● **TO DO**:
Once the line containing "There are some" is found in the entries below, reproduce it and every line after it, stopping at and including the line containing "mansona: this comment"; reproduce nothing else, and keep each line exact.

● **DATA SHOWN**:
===

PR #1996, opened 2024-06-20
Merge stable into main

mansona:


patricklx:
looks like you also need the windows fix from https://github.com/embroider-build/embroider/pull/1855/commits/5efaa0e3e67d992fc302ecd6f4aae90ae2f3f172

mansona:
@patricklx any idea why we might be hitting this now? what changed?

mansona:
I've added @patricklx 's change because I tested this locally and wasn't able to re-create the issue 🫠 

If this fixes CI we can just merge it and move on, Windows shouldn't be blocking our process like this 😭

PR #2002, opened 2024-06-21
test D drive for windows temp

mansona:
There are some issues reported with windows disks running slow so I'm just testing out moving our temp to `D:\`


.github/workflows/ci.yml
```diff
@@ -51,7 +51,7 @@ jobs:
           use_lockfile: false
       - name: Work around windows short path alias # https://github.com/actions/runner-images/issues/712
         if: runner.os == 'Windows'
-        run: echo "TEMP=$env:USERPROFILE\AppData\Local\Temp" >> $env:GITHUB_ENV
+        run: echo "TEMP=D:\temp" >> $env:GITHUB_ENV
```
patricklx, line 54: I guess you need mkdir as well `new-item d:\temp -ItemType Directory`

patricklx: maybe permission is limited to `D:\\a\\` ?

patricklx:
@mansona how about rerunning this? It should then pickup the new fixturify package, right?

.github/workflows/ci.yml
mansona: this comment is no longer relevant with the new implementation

===

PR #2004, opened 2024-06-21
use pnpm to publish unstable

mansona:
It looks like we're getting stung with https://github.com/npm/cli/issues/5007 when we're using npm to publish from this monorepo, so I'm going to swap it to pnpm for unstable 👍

===

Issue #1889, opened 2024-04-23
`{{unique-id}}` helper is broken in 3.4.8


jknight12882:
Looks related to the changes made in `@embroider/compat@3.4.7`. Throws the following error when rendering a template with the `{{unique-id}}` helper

===

● **WRITTEN SOLUTION**:
There are some issues reported with windows disks running slow so I'm just testing out moving our temp to `D:\`


.github/workflows/ci.yml
```diff
@@ -51,7 +51,7 @@ jobs:
           use_lockfile: false
       - name: Work around windows short path alias # https://github.com/actions/runner-images/issues/712
         if: runner.os == 'Windows'
-        run: echo "TEMP=$env:USERPROFILE\AppData\Local\Temp" >> $env:GITHUB_ENV
+        run: echo "TEMP=D:\temp" >> $env:GITHUB_ENV
```
patricklx, line 54: I guess you need mkdir as well `new-item d:\temp -ItemType Directory`

patricklx: maybe permission is limited to `D:\\a\\` ?

patricklx:
@mansona how about rerunning this? It should then pickup the new fixturify package, right?

.github/workflows/ci.yml
mansona: this comment is no longer relevant with the new implementation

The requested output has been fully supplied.